事实上,在犯罪构成四要件中,在案证据通常可以直接证明犯罪主体与犯罪客观要件,上述两要件具有难以辩驳的客观性。因此,司法实践中被告人行使辩护权时,通常不会针对这些具有客观性的要件进行,而往往是针对主观要件来进行辩解。如,被告人承认接受过别人数额较大之财物,但认为是正常的人情往来,其不具有受贿犯罪的故意,由此否认构成受贿罪;再如,被告人承认殴打过被害人,但认为其是在防卫意图支配下实施的正当防卫行为,主观上不具有犯罪故意,故不构成故意犯罪;而在笔者所审判的故意杀人犯罪中,绝大多数被告人及其辩护人都会辩称没有杀人故意,而只有伤害故意;等等。在上述这些案件中,如果不允许被告人针对主观方面进行辩解,被告人几乎不存在辩护的余地。对此,最高人民法院法官在解读《批复》时曾指出:“被告人对行为性质的辩解,属于被告人主观方面的内容,与自首成立的上述客观要件无关,因此,不影响自首的成立。”
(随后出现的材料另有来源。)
PR #5769, opened 2024-10-16
[CH] Migrate TorchInductor benchmark page

huydhn:
This takes much longer than I expect mainly because Rockset has some default values while CH doesn't, so there are many discrepancies in the results to churn through.

### Testing
 
https://torchci-git-fork-huydhn-ch-migrate-remainin-10ef8e-fbopensource.vercel.app/benchmark/compilers v.s https://hud.pytorch.org/benchmark/compilers


clee2000 (approved):
It seems like the types in the tables aren't very good

PR #5770, opened 2024-10-16
Fix mobile job rate limit failures

huydhn:
It looks like AWS imposes a rate limit somewhere on the number of requests we can submit to them. So, jobs are failing flakily from time to time, i.e. https://github.com/pytorch/executorch/actions/runs/11352715938/attempts/1.

Also, iOS job seems to suffer more, so maybe AWS has different rate limit for different devices? https://github.com/pytorch/executorch/actions/runs/11357190872/job/31590285863

Let's just slow down a bit here, and also support retry.


guangy10 (approved):
Thanks for the improvement!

3.主观故意虽然属于犯罪构成要件之一,但可以通过客观行为表现出来,行为人即使不作交代,也可以通过其所实施的客观行为推断出来。
犯罪主观要件的证明,最便捷的方式就是借助直接证据。例如,犯罪嫌疑人或被告人供述犯罪时的主观心态,意图、目的、动机就一清二楚。在过于依靠口供的时代,证明犯罪的主要途径就是获得犯罪嫌疑人、被告人的自白,为获得其自白而无所不用其极,导致刑讯逼供盛行。为此,现代办案人员开始转向通过其他证据,揭示犯罪人的犯罪心理从而获得主观要件的证明。司法实践的大量案例表明,犯罪行为人的主观方面是可以通过对口供以外的证据推理和推论进行证明的,刑事案件的证明活动已经发展出一套判断故意杀人还是故意伤害致人死亡的方法,司法人员可以根据作案原因、案件的发生过程、作案工具、作案手段、打击部位与打击强度、作案情节、作案时间、地点、环境、行为人与被害人的关系、死亡与否的原因、行为人作案后的心态及表现进行综合分析判定。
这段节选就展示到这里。